「2ストロークビハインドぐらいのほうがいいな」とホールアウト後につぶやいたのは、伊藤誠道(湘洋中3年)だ。この日伊藤と並んで首位タイでスタートした比嘉一貴(具志川中学3年)が前半で2アンダーパー、通算7アンダーパーまでスコアを伸ばしていると途中で聞いていたからだ。伊藤はこの日、10番からスタートし、スコアを伸ばしたいインで1ボギーの1オーバーパー38とスコアメイクに苦しんだ。アウトに回ってからやっと3バーディ・1ボギーの2アンダーパー34と盛り返し、この日1アンダーパー72で回り、通算6アンダーパーでホールアウトした。この時点では比嘉のスコアはわからず、当然インでもスコアを伸ばしているだろう、
と予測し、自分は2位と思っていたのだ。「追う方がいいでしょう」と自分を言い聞かせているようにも見えた。
ショットの調子は「抜群に」よかった。そこに思わぬ落とし穴が待ち構えていた。インのホールロケーションがグリーンの手前や奥ではなく、中間ぐらいにきってあるホールが多かった。そこで思わず「調子に乗って」ピンを直接に攻めていった。が、これが罠だったのか、ボールは「全部奥に行ってしまい」バーディを獲ることができなかったのだ。「誘われて」攻めていったのが、まんまと術中にはまってしまった。
ハーフターンで40分ぐらい待ち時間があり、そこで「コースと戦うのではなく、自分のゴルフをやろう」と気持ちを切り替えた。1、2番とセオリーどおりというのか手前から攻めていき、パーを続けると、3番でこの日初めてのバーディを獲ることができた。これでこの日はイーブンに戻したことで、気持ちが落ち着き、後半のナイスプレーにつなげることができたのだ。

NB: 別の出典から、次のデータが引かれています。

PR #1781, opened 2018-05-28
Fix compile error when using test_ukvm.sh

mhk:
Moved `extern "C"` to correct location. Otherwise, when executing `./test_ukvm.sh` the following compile error is generated:
```
includeos/src/service_name.cpp:24:8: error: expected unqualified-id before string constant
 extern "C"
        ^
```

### DIFF
--- a/src/service_name.cpp
+++ b/src/service_name.cpp
@@ -20,8 +20,8 @@
 extern "C" __attribute__((noreturn))
 void panic(const char* reason);
 
-__attribute__((noreturn))
-extern "C" void abort(){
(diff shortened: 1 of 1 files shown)


ingve:
ok to test

mhk:
Can someone tell me if this is a sporadic?

ingve:
Hi @mhk, our Jenkins guru par excellence, @mnordsletten, is investigating.

mnordsletten:
We do indeed have a pretty sporadic failure rate at the moment. Improvements are in the works. 

I got this PR to pass in the end 👍

PR #1782, opened 2018-05-28
Various

fwsGonzo:


mnordsletten:
Please use `apt-get -q` in the setup.sh to mute any output

PR #1792, opened 2018-06-01
net: Clear headers in a more standard way 

fwsGonzo:
This PR contains a change that replaces memset with copy assignment when initializing Packet headers. It's a more standard approach.

Also, build linux platform with GCC and add README.


fwsGonzo:
Of course, I copied verbatim from IPv4 which uses older vernacular :)

PR #1801, opened 2018-06-07
Unittest for FAT

fwsGonzo:
and some WIP code for unittesting filesystem


fwsGonzo:
Not sure how to "fix" this other than copying the FAT file into the build folders just so it can find the file..

PR #1808, opened 2018-06-14
cmake: Dont strip image unless expl enabled

fwsGonzo:


fwsGonzo:
It seems this change provoked a bug that I cant replicate locally. Its happening in icmp6, with the integration test.

PR #1818, opened 2018-06-24
Buddy allocator

alfred-bratterud:
Replace the stack allocator with buddy allocator as mmap backend


alfred-bratterud:
Jenkins test please

PR #1820, opened 2018-06-26
uplink: use UUID as id

ingve:


fwsGonzo:
UUID is already supported in vm.json

PR #1825, opened 2018-06-27
Delegate changes

### LINKED ISSUE #1821: Moving a delegate does not make it "empty"
```
delegate<void()> del;
// fine
assert(not del);
assert(del == nullptr);

del = [](){};
// fine
assert(del);
assert(del != nullptr);

auto del2 = std::move(del);
// fine
assert(del2);
assert(del2 != nullptr);
// not fine
assert(not del);
assert(del == nullptr);
```

```
class delegate {
...
	bool operator== (std::nullptr_t) const noexcept
	{
		return storage_.empty();
	}

	bool operator!= (std::nullptr_t) const noexcept
	{
		return !storage_.empty();
	}

	explicit operator bool() const noexcept
	{
		return !storage_.empty();
	}
...
};
```
I'm pretty sure this has been the case (since a lot of logic have been built around it). This isn't verified in the unittest tho (needs to be!).
There are no custom move ctor/assignment what I can see (= default), but moving the storage seems to not making the other storage empty.

AndreasAakesson:
Checking if this breaks anything. Not sure if it has any side effects to make the destructor_ptr to nullptr, since the destructor of the inplace delegate checks if it exists before calling it. This will kinda fix #1821, but this is only for the inplace type. Could be that it's necessary to create custom move construct & assignment for the other types as well.

### DIFF
--- a/api/net/tcp/stream.hpp
+++ b/api/net/tcp/stream.hpp
@@ -101,7 +101,6 @@ namespace net::tcp
     void close() override
     {
       auto onclose = std::move(this->m_on_close);
-      this->m_on_close.reset();
       m_tcp->reset_callbacks();
       m_tcp->close();
       if (onclose) onclose();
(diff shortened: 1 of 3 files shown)


fwsGonzo:
Lets try this and see what happens...

PR #1828, opened 2018-06-27
Additional g++ support

fwsGonzo:
I dont know of any services that dont run right now, so while the support is brittle, its good enough to run all the tests and examples. Perhaps except STREAM, which is very slow. But maybe its supposed to be slow.

*hashtag road to g++*


fwsGonzo:
Any further issues now should be easier to solve, as most if not all services are up and running.

PR #1834, opened 2018-06-29
Various

fwsGonzo:
This PR can be rerun until it fails. There are examples which shouldnt build right now.


fwsGonzo:
This PR apparently fixes issues when booting on GCE, mostly due to misaligned LU virtual storage area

実はスコアを伸ばすだろうと思われた比嘉も後半に2つスコアを落とし、結局通算5アンダーパーでホールアウト。終わってみれば、伊藤が2位に1打差を付けて単独首位に躍り出た。大会前から優勝候補の大本命といわれていた伊藤が、念願のタイトルに王手をかけた。最終ラウンドに果たしてどんな結末が待っているのか…。